Sunday, April 15, 2007


Over the Easter weekend we stayed at a bed & breakfast in Dulverton, within the Exmoor national park. Exmoor spans two shires, Devon and Somerset. Don't feel bad if you have never heard of these places, as neither has your average punter in London.

This is a photo from our bedroom window. For those of you familiar with the board game 'settlers of catan', you will understand why I felt like I had a monolpoly on wool production and required a 2:1 sheep port.

First off we visited the Exmoor Pony Centre. This breed of ponies live wild on the moors of the national park, and are very rare. Unfortunately though this doesn't stop them from being rounded up and culled for dog food and so the pony centre buys as many ponies as it can to foster them out and save them from being tinned.

On a brighter note, the Exmoor pony is similar to a high maintenance girlfriend. Basically you need to groom it and pay it lots of attention before it feels comfortable with you riding it.

The next day, we went for a long trek (16 miles) from our B&B to a place called Tarr Steps. We had to traverse many open fields along the moors which didnt really match up with our map...or our compass! So we were quite relieved to stumble along a local farm house at one point when we were hopelessly lost.

The farmhouse had a sign out the front welcoming visitors and declaring that 'Baking is our speciality'. This was a terrible shame for the JeTZ as it was Passover and hence we were unable to partake of the delcious scones on offer.

It was difficult to explain to the local farmer running the tea-house that we couldn't eat leavened bread at this time due to our celebration of the Exodus from Egypt. As you can see, he had a bit of trouble trying to pronouce the hebrew word for Passover: Pesach.

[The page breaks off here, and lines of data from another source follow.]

Issue #3067, opened 2024-02-23
Spring Kafka does not allow multiple headers with same key


poznachowski:
I'm using Spring Kafka 3.1.2

Apache Kafka allows to have multiple headers with same key, but Spring Kafka limits that.

Sample project reproducting the issue is available here:
https://github.com/poznachowski/sample-spring-kafka-headers

When I use Listener with `ConsumerRecord` directly as payload I can see all the headers:

`ConsumerRecord payload: SomePayload[value=payload], headers: RecordHeaders(headers = [RecordHeader(key = testHeader, value = [118, 97, 108, 117, 101, 49]), RecordHeader(key = testHeader, value = [118, 97, 108, 117, 101, 50])], isReadOnly = false)`

But I'd like to use much more convenient Spring abstractions such as: `@Payload` and `@Headers`, but with this approach I'm getting only a single `testHeader` value:

`headers: {kafka_offset=11, testHeader=[B@67388d79, ...`

The reason for that is that `KafkaHeaderMapper` implementations uses `Map.put` method that effective replaces value with the latest.

sobychacko:
@poznachowski If we change this outright so that multiple values are allowed, it may break existing consumer applications relying on a single value for the header. For example, suppose a producer application sends two values for a key. In that case, a consumer application built with a prior version of Spring Kafka may stop working or result in incorrect behavior. Even if we introduce some special headers on the producer side to opt-in for this, how do the existing consumer apps know about it? It feels like we need to think through the consequences before implementing this feature.

artembilan:
Well, that is a `DefaultKafkaHeaderMapper` behavior.
Feel free to implement any custom one which would populate a list of values into the target message header.

I don't treat this is a bug since we never advertised such a behavior from the `DefaultKafkaHeaderMapper`.

We may revise the default logic into something similar what we have in the `DefaultHttpHeaderMapper` in Spring Integration.

Kafka record has always had a multi-entry capabilities...

sobychacko:
We had an internal discussion on this matter and this is something we can adjust in the `3.2.0` version. Any existing consumers who are expecting a single value for a certain header need to migrate (adjust) the code. You are welcome to send a PR. Please let us know if you are willing (or the time) to do it.

poznachowski:
Thank you for quick response. Everything makes sense. I'm willing to help with a PR.

sobychacko:
[...]

PR #3101, opened 2024-03-05
GH-3067: Draft of mapping multiple headers with same key

poznachowski:
Draft of mapping iterable headers

### DIFF
--- a/spring-kafka/src/main/java/org/springframework/kafka/support/DefaultKafkaHeaderMapper.java
+++ b/spring-kafka/src/main/java/org/springframework/kafka/support/DefaultKafkaHeaderMapper.java
@@ -19,6 +19,7 @@ package org.springframework.kafka.support;
 import java.io.IOException;
 import java.nio.ByteBuffer;
 import java.nio.charset.StandardCharsets;
+import java.util.ArrayList;
 import java.util.Arrays;
 import java.util.Collections;
 import java.util.HashMap;
@@ -26,6 +27,7 @@ import java.util.LinkedHashSet;
 import java.util.List;
 import java.util.Map;
 import java.util.Set;
+import java.util.stream.Collectors;
 
 import com.fasterxml.jackson.core.JsonProcessingException;
 import com.fasterxml.jackson.core.type.TypeReference;
@@ -33,6 +35,7 @@ import com.fasterxml.jackson.databind.ObjectMapper;
 import org.apache.kafka.common.header.Header;
 import org.apache.kafka.common.header.Headers;
 import org.apache.kafka.common.header.internals.RecordHeader;
+import org.assertj.core.util.Streams;
 
 import org.springframework.messaging.MessageHeaders;
 import org.springframework.util.Assert;
@@ -48,11 +51,13 @@ import org.springframework.util.ClassUtils;
  * @author Gary Russell
  * @author Artem Bilan
  * @author Soby Chacko
+ * @author Grzegorz Poznachowski
  *
  * @since 1.3
- *
  */
 public class DefaultKafkaHeaderMapper extends AbstractKafkaHeaderMapper {
+
+	private static final String ITERABLE_HEADER_TYPE_PATTERN = "%s#%s";
 
 	private static final String JAVA_LANG_STRING = "java.lang.String";
 
@@ -96,6 +101,7 @@ public class DefaultKafkaHeaderMapper extends AbstractKafkaHeaderMapper {
 	 * {@code "!id", "!timestamp" and "*"}. In addition, most of the headers in
 	 * {@link KafkaHeaders} are never mapped as headers since they represent data in
 	 * consumer/producer records.
+	 *
 	 * @see #DefaultKafkaHeaderMapper(ObjectMapper)
 	 */
 	public DefaultKafkaHeaderMapper() {
@@ -110,6 +116,7 @@ public class DefaultKafkaHeaderMapper extends AbstractKafkaHeaderMapper {
 	 * {@code "!id", "!timestamp" and "*"}. In addition, most of the headers in
 	 * {@link KafkaHeaders} are never mapped as headers since they represent data in
 	 * consumer/producer records.
+	 *
 	 * @param objectMapper the object mapper.
 	 * @see org.springframework.util.PatternMatchUtils#simpleMatch(String, String)
 	 */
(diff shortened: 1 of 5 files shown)


artembilan (changes requested):
I'm OK with the solution.
Please, consider to run `gradlew check` locally, so you will see Checkstyle violations.
Thanks

artembilan (changes requested):
Please, also add your name to the `@author` list of the affected classes.
The `whats-new.adoc` deserves a new entry for this new feature.
And `headers.adoc` must be improved about this new behavior.

I also see that you did nothing for the `DefaultKafkaHeaderMapper`.
Probably the logic you have introduced can go into the `AbstractKafkaHeaderMapper` ?

poznachowski:
Yes of course. This was just a starter to make sure I'm on the right track.

sobychacko:
@poznachowski, Any updates on this? We have a release coming up next week. If you want this to be part of that release, we need to start further review on this PR sooner.

poznachowski:
I should have something ready tomorrow.

poznachowski:
I updated my MR with initial version (not polished) of `DefaultHeaderKafkaMapper`. It's more complicated than I thought.
The need of handling `spring_json_header_types` header makes it harder to extract common logic to the `AbstractKafkaHeaderMapper`.
I'm not really sure if my solution will hold. I see that `RecordHeaders` uses `List` internally, but is it enough to guarantee that Kafka ensures headers order?
Additionally, the change makes `DeliveryHeaderTests` fail. `retry_topic-attempts` header becomes now a list with 2 entries and `getNonBlockingRetryDeliveryAttempt` method fails. Haven't investigated it yet.

sobychacko:
@poznachowski We moved the milestone to `3.2.0-RC1`, which is the April release, so you have some time to polish things. Please let us know when it is ready for the actual review. The approach that you take in the PR is in the right direction. Could you polish and make sure that there are no checkstyle issues, etc.? Then we will do more formal reviews.

poznachowski:
@sobychacko sure, should have it ready somewhere beginning next week.

sobychacko:
@poznachowski Any updates on this PR?

poznachowski:
I'd like to say that I have all ready, but I found some Spring specific header inconsistencies and struggling with picking the right approach.

`retainAllRetryHeaderValues` flag in `DeadLetterPublishingRecovererFactory` allows to have multiple headers on Kafka-side for given header types (especially `RetryTopicHeaders.DEFAULT_HEADER_ATTEMPTS`). When these were mapped onto Spring `Message` only the last one was always retained allowing to simply use `@Header(name = RetryTopicHeaders.DEFAULT_HEADER_ATTEMPTS, required = false) Integer nonBlockingAttempts` (as in `DeliveryHeaderTests`). As I was unware of usage of such headers, the current state of my MR allows to map these to a potential List on Spring side.
This has developed into another problem. Spring was still able to map List of values onto a single element with usage of `CollectionToObjectConverter`. The converter is taking first element thought. To overcome this and allow potential backwards compatibility I decided to reverse the list order while mapping.
Current solution is also inconsistent as I decided to keep only last values for headers such as: `KafkaHeaders.DELIVERY_ATTEMPT, KafkaHeaders.LISTENER_INFO, KafkaUtils.KEY_DESERIALIZER_EXCEPTION_HEADER and KafkaUtils.VALUE_DESERIALIZER_EXCEPTION_HEADER` as they where already specified in the `DefaultKafkaHeaderMapper` mapper. When I tried to allow multiple values for `KafkaHeader.DELIVERY_ATTEMPT` multiple test issues arose.

Having said that I'd suggest to keep a list of Spring 'technical' Kafka headers that should never be mapped into a collection on the Spring side (only last values should be kept). This would avoid unnecessary changes in the code (especially in the retrytopic package). If this plus reversing list order (so `CollectionToObjectConverter` can pick up the last value for backwards compatibility) sounds fine to you I can proceed with polishing and providing appropriate documentation.

sobychacko:
@poznachowski Sorry for the delay in responding to you. The approach you mentioned for keeping the internal metadata type headers as only single-value item makes sense. As long as it doesn't bring any backward compatibility issues, it's ok to reverse the order. Please re-work the PR and when ready, remove the draft status, so that we can start a formal PR review. Thanks!

spring-kafka/src/main/java/org/springframework/kafka/support/DefaultKafkaHeaderMapper.java
```diff
@@ -97,6 +102,7 @@ public class DefaultKafkaHeaderMapper extends AbstractKafkaHeaderMapper {
 	 * {@code "!id", "!timestamp" and "*"}. In addition, most of the headers in
 	 * {@link KafkaHeaders} are never mapped as headers since they represent data in
 	 * consumer/producer records.
+	 *
```
artembilan, line 105: Please, consider to not reformat Javadocs: no empty lines for methods.

spring-kafka/src/main/java/org/springframework/kafka/support/DefaultKafkaHeaderMapper.java
```diff
@@ -304,34 +304,84 @@ public void fromHeaders(MessageHeaders headers, Headers target) {
...
+					encodeToJson = true;
+				}
+				if (!encodeToJson && valueToAdd instanceof String stringValue) {
+					target.add(new RecordHeader(headerName, stringValue.getBytes(getCharset())));
 				}
 				else {
-					headers.put(headerName, headerValueToAddIn(header));
+					target.add(new RecordHeader(headerName, this.objectMapper.writeValueAsBytes(valueToAdd)));
 				}
+				jsonHeaders.put(headerIndex == null ?
```
artembilan, line 327: I'm not sure what you are doing here, but I think all the framework headers must be as a single value Kafka headers anyway. There are a lot of logic in the framework which relies on them.
We just must agree that we have to make a fix only for end-user headers which can be iterable.
Even if that JSON headers looks like a collection, it is really something what the framework rely on as as single header.
So, I don't expect too drastic changes in this area.
Thanks.

artembilan (changes requested):

sobychacko:
@poznachowski Are you going to continue working on this PR? We can also consider taking it on our end and start making additional changes on top of your PR. Please let us know the status.

sobychacko:
@poznachowski, I just wanted to see if there is an update on this PR. If you are busy, we can take this PR and work on it on our end. Please let us know. Thank you.

sobychacko:
@poznachowski, Any updates on this PR? We are still in the milestone stages of the `3.3.0` release, and if you update the PR, we can potentially include this feature in the RC1 timeline.

artembilan:
Superseded by https://github.com/spring-projects/spring-kafka/pull/3874.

TZ also managed to irk him so when she pointed to a dead sheep and asked if it was ok. It was a bit of a tumbleweed moment really...

To be honest, he didn't take it too well and asked us to wait outside the farm house.

We began to feel a bit (more) uncomfortable when we noticed the on-site butcher shop. When we read the sign in the window 'Home-killed meat' we decided to make a run for it.

On the way home, we drove through many country villages relishing all sorts of lovely bakeries and patisseries. But we had learnt our lesson...

Instead of going inside to find out what unleavened options might have been available, we had a new plan: We pulled over, popped open the boot, pulled out a box of matzo and in full view of the public, pretended that there was nothing we'd rather eat than matzo and chocolate spread.